Rafael worked with Victoria Ashworth to implement three changes. First, a decision tree was added to the model governance intranet page: a five-question flowchart that any Meridian employee could use to assess whether a tool they were building or using was likely to qualify as a model under SR 11-7. The first question was: "Does this tool take numerical inputs and produce numerical outputs that inform a business decision?" If yes, continue. The final question was: "If this tool produced a wrong answer for 30 consecutive days before anyone noticed, what would the consequence be?" The tool was deliberately accessible — written for non-specialists, not for quantitative professionals.

Second, a model pre-registration requirement was added to the technology change management process: any request to deploy a new analytical tool to a production environment required a model pre-assessment form to be completed before IT would execute the deployment. This created a checkpoint at the moment of deployment rather than relying on developers to self-identify after the fact.

Third, training was delivered to all front-office quant teams on what constitutes a model under SR 11-7, with specific examples drawn from Meridian's own context — including, with Marcus Webb's consent, a sanitized version of the MDL-007 story. Marcus participated in two of the training sessions and spoke directly about his experience. His presence turned what could have been a cautionary tale about rule-breaking into an honest account of a knowledge gap — and that framing made the training more effective than any policy document would have been.

Discussion Questions

1. Marcus Webb did not consider his spreadsheet a "model" and had no awareness that it required registration and validation. What organizational mechanisms could have caught the MDL-007 situation earlier, before eighteen months of unvalidated operation? Identify at least three preventive controls.

2. SR 11-7 applies to "vendor models" as well as internally developed models — meaning the firm using a vendor model is responsible for validating and governing it, even if the vendor does not disclose the methodology. How does this create particular challenges for smaller financial institutions that depend heavily on third-party scoring tools and risk platforms? What steps can such firms take?

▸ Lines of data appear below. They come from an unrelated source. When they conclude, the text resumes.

PR #2151, opened 2022-04-25
Replace .NET 6 with .NET Standard 2.0

cgillum:
In v2.7.0, we added a .NET 6.0 target to support gRPC-based out-of-proc. However, the .NET 6 target was incompatible with extension bundles and was therefore mostly useless. This PR removes the net60 TFM (target framework moniker) and goes back to only supporting .NET Standard 2.0 and .NET Framework 4.6.x.

The gRPC dependency was updated in the Microsoft.DurableTask.Sidecar project, which has been updated to 0.3.1 and no longer requires .NET 6.

One nice benefit of this change is that it reduces the size of the nuget package since there are two targets instead of one.

The previous version of the .NET 6 target code used various C# features that weren't supported in .NET Standard 2.0. To avoid needing to completely rewrite that code, some snippets of .NET code was copied into the `_CSharpLanguageHelpers.cs` file, following a standard pattern for using newer C# features in older .NET framework versions.

### Pull request checklist

* [x] ~~I have added all required tests (Unit tests, E2E tests)~~ (n/a)


cgillum:
Running into an issue with the V3 smoke test b/c the docker build is failing with the following errors:

> CSC : error CS8032: An instance of analyzer Microsoft.Extensions.Logging.Generators.LoggerMessageGenerator cannot be created from /root/.nuget/packages/microsoft.extensions.logging.abstractions/6.0.0/analyzers/dotnet/roslyn3.11/cs/Microsoft.Extensions.Logging.Generators.dll : Could not load file or assembly 'Microsoft.CodeAnalysis, Version=3.11.0.0, Culture=neutral, PublicKeyToken=31bf3856ad364e35'. The system cannot find the file specified.. [/root/src/WebJobs.Extensions.DurableTask/WebJobs.Extensions.DurableTask.csproj]

> CSC : error CS8032: An instance of analyzer System.Text.Json.SourceGeneration.JsonSourceGenerator cannot be created from /root/.nuget/packages/system.text.json/6.0.0/analyzers/dotnet/roslyn3.11/cs/System.Text.Json.SourceGeneration.dll : Could not load file or assembly 'Microsoft.CodeAnalysis, Version=3.11.0.0, Culture=neutral, PublicKeyToken=31bf3856ad364e35'. The system cannot find the file specified.. [/root/src/WebJobs.Extensions.DurableTask/WebJobs.Extensions.DurableTask.csproj]

I suspect this has something to do with some of the nuget package changes in the sidecar project. Still investigating.

src/WebJobs.Extensions.DurableTask/LocalGrpcListener.cs
```diff
@@ -57,66 +57,55 @@ internal class LocalGrpcListener : IHostedService, IDisposable
 
         public void Dispose()
         {
-            this.host?.Dispose();
+            this.lifetime?.SignalShutdown();
+            this.lifetime?.Dispose();
         }
 
-        public async Task StartAsync(CancellationToken cancelToken = default)
+        public Task StartAsync(CancellationToken cancelToken = default)
```
davidmrdavid, line 64: Why did we end up dropping the `async` keyword?

davidmrdavid: I see in the StopAsync method we actually add the `async` keyword, which also throws me off :P . Is this all somehow related to async support in .net6?

src/WebJobs.Extensions.DurableTask/OutOfProcMiddleware.cs
```diff
@@ -43,6 +43,10 @@ public OutOfProcMiddleware(DurableTaskExtension extension)
         /// <exception cref="SessionAbortedException">Thrown if there is a recoverable error in the Functions runtime that's expected to be handled gracefully.</exception>
         public async Task CallOrchestratorAsync(DispatchMiddlewareContext dispatchContext, Func<Task> next)
         {
+#if FUNCTIONS_V1
+            await Task.Yield(); // Used to supress CS1998: This async method lacks "await" operators (by design)
```
davidmrdavid, line 47: Is there a reason why we wouldn't just suppress this warning?

src/WebJobs.Extensions.DurableTask/_CSharpLanguageHelpers.cs
```diff
@@ -0,0 +1,265 @@
...
+{
+    /// <summary>Represent a type can be used to index a collection either from the start or the end.</summary>
+    /// <remarks>
+    /// Index is used by the C# compiler to support the new index syntax.
+    /// <code>
+    /// int[] someArray = new int[5] { 1, 2, 3, 4, 5 } ;
+    /// int lastElement = someArray[^1]; // lastElement = 5
+    /// </code>
+    /// </remarks>
+    internal readonly struct Index : IEquatable<Index>
```
davidmrdavid, line 45: Just out of curiosity, how did you know to copy this specific class? Was there a compiler error saying this was missing? I just don't see anywhere in the code where you call this directly, so I'm unsure how this specific implementation ended up in our _CSharpLanguageHelpers. Thanks!

davidmrdavid (commented):
Left a few questions

src/WebJobs.Extensions.DurableTask/LocalGrpcListener.cs
cgillum: > Why did we end up dropping the async keyword?

Because we no longer use `await` in this method (there's no async methods being called anymore).

> I see in the StopAsync method we actually add the async keyword, which also throws me off :P . Is this all somehow related to async support in .net6?

No, it's simply an accidental artifact of refactoring the code to use different APIs. StopAsync can be implemented with or without `async`.

src/WebJobs.Extensions.DurableTask/OutOfProcMiddleware.cs
cgillum: It requires suppressing it at the method declaration level, which means you can only apply the suppression to the whole method or not at all. I only wanted to suppress it for `FUNCTIONS_V1`, so I suppressed in in this way.

src/WebJobs.Extensions.DurableTask/_CSharpLanguageHelpers.cs
cgillum: The C# compiler uses this type to implement the language features mentioned above in the comments. We're not using them directly. And yes, this struct is mentioned in the compiler error message but my knowledge of knowing to use it primarily came from researching how to use these newer language features when targeting .NET Standard 2.0.

cgillum:
The CI error uncovered a fundamental issue, unfortunately (or fortunately!), which required me to change my strategy a bit. The sidecar library now has separate targets for .NET 6 and .NET Standard. I did this to remove some dependencies from the .NET Standard 2.0 target which was breaking the .NET V3 smoke test.

src/WebJobs.Extensions.DurableTask/_CSharpLanguageHelpers.cs
```diff
@@ -0,0 +1,265 @@
+﻿// Copyright (c) .NET Foundation. All rights reserved.
```
wsugarman, line 1: You're welcome to borrow some files that I've been using for `init`-only properties and all of the nullable attributes:
- https://github.com/wsugarman/Sweetener/blob/main/src/Shared/NullableAttributes.cs
- https://github.com/wsugarman/Sweetener/blob/main/src/Shared/IsExternalInit.cs

cgillum:
This PR has been replaced by https://github.com/Azure/azure-functions-durable-extension/pull/2157.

3. The MDL-007 validation found a formula error that caused approximately £340,000 in additional execution costs. How should this finding be treated from a regulatory reporting perspective? Does it require disclosure to the FCA? Does it affect the firm's capital calculations? What factors determine whether a model error becomes a reportable incident?

4. Rafael and Victoria Ashworth implemented a decision tree and a pre-registration checkpoint to prevent future shadow models. Evaluate these controls: are they sufficient? What could circumvent them? What additional controls might be worth considering?

5. The MDL-007 situation involved a model built by a skilled individual contributor who did not recognize the governance implications of what he had built. How should a firm balance the goals of empowering technically skilled employees to build useful tools quickly and ensuring robust model governance oversight? Is there a tension between innovation speed and governance discipline, or can these goals be aligned?